Ужасно лишать человека доброжелательности. Особенно это касается таких людей, как Джозеф, которые всегда хотели только помогать другим. Поиски сострадания в себе и осознание того, что его больше нет, должны были сломить его, за исключением того, что ему было все равно.
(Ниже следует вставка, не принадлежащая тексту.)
PR #7715, opened 2017-09-05
Rid prealloc

tglman:
Add Functionality to pre-alloc record id in a single independent atomic operation

### DIFF
--- a/core/src/main/java/com/orientechnologies/orient/core/storage/impl/local/OAbstractPaginatedStorage.java
+++ b/core/src/main/java/com/orientechnologies/orient/core/storage/impl/local/OAbstractPaginatedStorage.java
@@ -1420,6 +1420,93 @@ public abstract class OAbstractPaginatedStorage extends OStorageAbstract
     }
   }
 
+  public void preallocateRids(final OTransaction clientTx) {
+
+    try {
+      checkOpenness();
+      checkLowDiskSpaceRequestsAndBackgroundDataFlushExceptions();
+
+      final ODatabaseDocumentInternal databaseRecord = (ODatabaseDocumentInternal) clientTx.getDatabase();
+
+      databaseRecord.getMetadata().makeThreadLocalSchemaSnapshot();
+
+      @SuppressWarnings("unchecked")
+      final Iterable<ORecordOperation> entries = (Iterable<ORecordOperation>) clientTx.getAllRecordEntries();
+      final TreeMap<Integer, OCluster> clustersToLock = new TreeMap<>();
+      final Map<ORecordOperation, Integer> clusterOverrides = new IdentityHashMap<>();
+
+      final Set<ORecordOperation> newRecords = new TreeSet<>(COMMIT_RECORD_OPERATION_COMPARATOR);
+
+      for (ORecordOperation txEntry : entries) {
+
+        if (txEntry.type == ORecordOperation.CREATED) {
+          newRecords.add(txEntry);
+
+          final ORecord record = txEntry.getRecord();
+          final ORID rid = record.getIdentity();
+
+          int clusterId = rid.getClusterId();
+
+          clustersToLock.put(clusterId, getClusterById(clusterId));
+        }
+      }
+
+      final List<ORecordOperation> result = new ArrayList<ORecordOperation>();
+      stateLock.acquireReadLock();
+      try {
+        try {
+          try {
+
+            checkOpenness();
+
+            makeStorageDirty();
+
+            lockClusters(clustersToLock);
+
+            Map<ORecordOperation, OPhysicalPosition> positions = new IdentityHashMap<ORecordOperation, OPhysicalPosition>();
+            for (ORecordOperation txEntry : newRecords) {
+              ORecord rec = txEntry.getRecord();
+
+              if (rec.isDirty()) {
+                ORecordId rid = (ORecordId) rec.getIdentity().copy();
+                ORecordId oldRID = rid.copy();
+
+                final Integer clusterOverride = clusterOverrides.get(txEntry);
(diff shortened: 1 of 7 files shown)


core/src/main/java/com/orientechnologies/orient/core/storage/impl/local/OAbstractPaginatedStorage.java
```diff
@@ -1391,7 +1391,79 @@ public int getClusterIdByName(final String clusterName) {
...
+      throw logAndPrepareForRethrow(ee);
+    } catch (Throwable t) {
+      throw logAndPrepareForRethrow(t);
+    }
+  }
   public List<ORecordOperation> commit(final OTransaction clientTx, Runnable callback) {
+    return  commit(clientTx,callback,false);
+  }
+
+  public List<ORecordOperation> commitPreAllocated(final OTransaction clientTx, Runnable callback) {
```
taburet: javadoc, return value never used.

core/src/main/java/com/orientechnologies/orient/core/storage/impl/local/OAbstractPaginatedStorage.java
```diff
@@ -1391,7 +1391,79 @@ public int getClusterIdByName(final String clusterName) {
...
+    return commit(clientTx,callback,true);
+  }
+
+  private List<ORecordOperation> commit(final OTransaction clientTx, Runnable callback,boolean allocated) {
```
taburet: `callback` never used.

core/src/main/java/com/orientechnologies/orient/core/storage/impl/local/OAbstractPaginatedStorage.java
```diff
@@ -1466,7 +1538,9 @@ public int getClusterIdByName(final String clusterName) {
             for (ORecordOperation txEntry : newRecords) {
               ORecord rec = txEntry.getRecord();
 
-              if (rec.isDirty()) {
+              if (allocated && rec.getIdentity().isPersistent()) {
+                positions.put(txEntry, new OPhysicalPosition(rec.getIdentity().getClusterPosition()));
+              } else if (rec.isDirty() && !rec.getIdentity().isPersistent()) {
```
taburet: If the `rid` is persisted, we get some strange behavior here. The record will not receive its entry in `positions`, its physical position will be `null` in `commitEntry` call, that will trigger record update logic instead of create. Not sure is it intended behavior or not. If not, it's better to add an assertion here to postulate the expected state and behavior.

laa:
@tglman and a small note from me, could you merge latest development version.

core/src/main/java/com/orientechnologies/orient/core/storage/impl/local/OAbstractPaginatedStorage.java
```diff
@@ -1391,7 +1391,79 @@ public int getClusterIdByName(final String clusterName) {
...
+      try {
+
+        checkOpenness();
+
+        makeStorageDirty();
+        atomicOperationsManager.startAtomicOperation((String) null, true);
+        try {
+          lockClusters(clustersToLock);
+
+          Map<ORecordOperation, OPhysicalPosition> positions = new IdentityHashMap<ORecordOperation, OPhysicalPosition>();
```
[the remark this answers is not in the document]
tglman: right, left over of copy and past, I'll get rid of it

core/src/main/java/com/orientechnologies/orient/core/storage/impl/local/OAbstractPaginatedStorage.java
tglman: Callback is there since long time ago because it was used for indexes, it's not needed anymore anyway it need a bit bigger refactor to remove it, so I will keep as it is in this PR and will be removed in a future commit.

core/src/main/java/com/orientechnologies/orient/core/storage/impl/local/OAbstractPaginatedStorage.java
tglman: This logic is the complex part, it has three behaviours, when the record is allocated ahead [1], when is not allocated[2], when the id is generated by another node[3]. 

1) when the record is allocated ahead we should put the entry in positions and that will trigger an update as you noticed, this update will change the record from allocated to persistent.

2) when the record is not allocated and i've the rid not persistent, this happen in the normal tx flow.

3) The rid is persistent but not allocated this will force a creation of a rid. this happen when a node apply a transaction from another node, the record created by the other node don't exist but have valid rid.

So from my concern here all the case are valid, is not too clear but is the best that we can get on the current storage architecture.

laa: @tglman  if you think that all cases are valid, could you add the same message which you put there as comment in code, so other developers will not scratch their head thinking what is going on ))

core/src/main/java/com/orientechnologies/orient/core/storage/impl/local/OAbstractPaginatedStorage.java
taburet: Sure, I'm aware about that callbacks on public interfacing methods, but still there is no point in having unused parameters in private methods.

tglman: I yep, i can get rid of it :)

taburet: Thanks ;)

PR #7759, opened 2017-09-20
Comments regarding tests problems

taburet:
To run individual test with the leak detector enabled from IDE, provide `-Dmemory.directMemory.trackMode=true -Djava.util.logging.manager=com.orientechnologies.common.log.OLogManager$DebugLogManager` options to the JVM.

### DIFF
--- a/server/src/main/java/com/orientechnologies/orient/server/OServer.java
+++ b/server/src/main/java/com/orientechnologies/orient/server/OServer.java
@@ -453,6 +453,11 @@ public class OServer {
     try {
       boolean res = deinit();
 
+      // Seems like the code below should be executed before deinit() call, otherwise databases are closed after the storages and
+      // legitimate leaks reported.
+      //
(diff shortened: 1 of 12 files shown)


server/src/main/java/com/orientechnologies/orient/server/OServer.java
```diff
@@ -533,6 +538,14 @@ protected boolean deinit() {
           OLogManager.instance().info(this, "Shutting down databases:");
           Orient.instance().shutdown();
         } catch (Throwable e) {
+          // We are eating all exceptions here. As a result, all state verification logic is unable to fail the tests. At least
+          // AssertionError-s should be passed through, or even better, all exceptions if we are running in a testing env
+          // (check for -ea?).
+          //
+          // Another thing to think about, in-process server tests will fail with pass-through exceptions, but tests running a
```
laa: If I remember correctly now all tests use in-process servers, so we can skip this problem for now at least.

Это одно из воспоминаний Джозефа.
Он мог их чувствовать. В каждом заключенном на этом уровне была какая-то искра, маленький огонек в темноте. Ненастоящий свет. Света не было. Но у них был биомантический огонек. Джозеф закрывает глаза и сосредотачивается, позволяя своим чувствам смешаться с его врожденной магией. Тридцать одна душа. Оборванные, истощенные и гниющие. Некоторые ранены, другие просто потеряли рассудок и даже не знают, где они находятся. Или кто они. Они сломаны. Джозеф мог бы их починить. Подтолкнуть здесь, толкнуть там, и химия восстановятся, пути исправятся. Он мог бы их починить. Но почему он должен это делать? Он не может найти в себе силы. Ему все равно.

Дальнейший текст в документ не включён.